[Collected data]
★ ★ ★ ★ ★
PR #409, opened 2019-01-14
Add view of number of unique user connections in last twenty four hours

Renny4Real:
**WHY:**
 It was suggested to add a view of the number of unique user connections within an organisation as a way to further describe the current installation that an organisation has.

**IN THIS PR:**
The activity section is another section on the overview page (below the overview summary).
This section displays a sentence informing the admin user of the number of **UNIQUE SUCCESSFUL** connections within their organisation that were made within a period of 24 hours.

----------------------------------------------------------------------------------------------------

**BEFORE:** 

screenshot 2019-01-14 at 15 38 22

**AFTER:**

screenshot 2019-01-15 at 17 36 03

----------------------------------------------------------------------------------------------------

- `unique_user_count` method returns the number of unique & successful connections made in an organisation without/within a given time frame.
- A new use case called `GetUniqueUserRequests` and new gateway called `UniqueConnections` were added based on feedback.
 - `UniqueConnections` contains the `unique_user_count` method.
- `GetUniqueUserRequests` uses the gateway to obtain the number of unique & successful connections and returns a hash of `connection_count`.
- The value of `connection_count` is then assigned to an instance variable (`@connections`) in the `HomeController` and added to the appropriate section in the `index.html` file for the Overview page.

**Any suggestions and/or feedback would be appreciated.**


Renny4Real:
**UPDATE:**
Add conditional statement to determine the form of message based on number of connections.

screenshot 2019-01-14 at 16 40 48

app/controllers/home_controller.rb
```diff
@@ -4,11 +4,22 @@ def index
 
     redirect_to setup_instructions_path unless current_organisation.ips.present?
 
+    connections = UseCases::Administrator::GetAuthRequests.new(
+      authentication_logs_gateway: Gateways::Sessions.new(
+        ips: current_organisation.ips.map(&:address)
+      )
+    ).execute(
+      username: nil,
+      ips: @ips
```
kjdchapman: This variable (`@ips`) isn't defined until [line 7](https://github.com/alphagov/govwifi-admin/pull/409/files#diff-14dfef9f01460f69f175a8e6bd7d143dR16), so it'll be `nil` at this point. 

You'll need to define `@ips` before you call  `execute` on this use case.

spec/gateways/sessions_spec.rb
```diff
@@ -123,4 +122,44 @@
...
+        Session.create(start: today_date, success: false, username: username_1, siteIP: '127.0.0.2')
+        Session.create(start: today_date, success: true, username: username_2, siteIP: '127.0.0.3')
+        Session.create(start: today_date, success: false, username: username_2, siteIP: '127.0.0.4')
+        Session.create(start: today_date, success: false, username: username_2, siteIP: '127.0.0.5')
+
+        result = subject.count_distinct_users
+        expect(result).to eq(2)
+      end
+
+      it 'counts the number of unique successful connections' do
```
tommotaylor: It looks like this spec is testing the exact same thing as the spec above. Or am I missing something? If its not the same, it needs a better description so the next developer that comes along can see what specific scenario is being tested here.

lib/gateways/sessions.rb
```diff
@@ -28,6 +28,10 @@ def search(username: nil, ips: nil)
       end
     end
 
+    def count_distinct_users
```
tommotaylor: I would name this `unique_user_count`, it fits more with what the user would see. "distinct" is really just a ruby method. Its also common practice to have the `_count` but last in ruby.

lib/use_cases/administrator/get_auth_requests.rb
```diff
@@ -7,10 +7,7 @@ def initialize(authentication_logs_gateway:)
 
       def execute(username: nil, ips: nil)
```
tommotaylor: I'm wondering if we should rename these keyword args as `username_filter:` and `ip_filter:` to make them more descriptive. It took me a little while to figure out what these were doing as we already have an `ips:` argument for the  gateway. The fact that we now passing in `nil` also confuses it a bit.

lib/gateways/sessions.rb
```diff
@@ -28,6 +28,10 @@ def search(username: nil, ips: nil)
...
+      Session.where(siteIP: organisation_ips).where('start >= ?', 1.day.ago).where(success: true).distinct.count(:username)
```
tommotaylor: I find it a bit odd that this `UseCase` is used for searching through the past two weeks of logs, and at the same time it returns the number of unique connections in the past day. 

For instance it could return 500 results, as well as a `count_distinct_users` of `0`. This is pretty confusing. I was pondering wether this `count_distinct_users` should be in a different use case and couldn't really make up my mind, but this peculiarity makes me think it should be in a different use case. That way you can also get rid of the `ips:` and `username:` arguments which are superfluous in:
```
@connections = get_auth_requests.execute(
      ips: nil,
      username: nil
    ).fetch(:connection_count)
```

So you could have something like:
```
@connections = get_unique_user_requests_count.execute[:result]
```

Eventually we might end up extending it to take a date range, something like:
```
@connections = get_unique_user_requests_count.execute(date_range: 15.days)[:result]
```

kjdchapman: I would strongly vote for this UseCase being split up, if time allows.

Renny4Real:
@tommotaylor Thanks for the feedback! 
I did realise after pushing this up that the tests might confuse another developer reading it. I planned to refactor and clean up after getting some feedback so as to have a bit of a focus. 
Your argument for a separate Use case does sound good as I did get a bit confused with what `GetAuthRequests` was doing before trying to use it. 
I assumed at the time that it was better to keep everything concise which is why I tried to use the Use Case but I can understand how that might confuse another developer looking at the code.

lib/gateways/unique_connections.rb
```diff
@@ -0,0 +1,17 @@
+module Gateways
+  class UniqueConnections
+    def initialize(ips:)
+      @organisation_ips = ips
+    end
+
+    def unique_user_count(date_range: nil)
+      return Session.where(siteIP: organisation_ips).where('start >= ?', date_range).where(success: true).distinct.count(:username) if date_range.present?
```
tommotaylor: This line is really long. Short lines are easier to read.

tommotaylor:
Looks good to me Renny, nice work!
★ ★ ★ ★ ★
EXERCISE DIRECTIONS:
Compute the number of lines in the entries above that hold the word "made"; the answer must contain nothing else.

ANSWER AREA:
2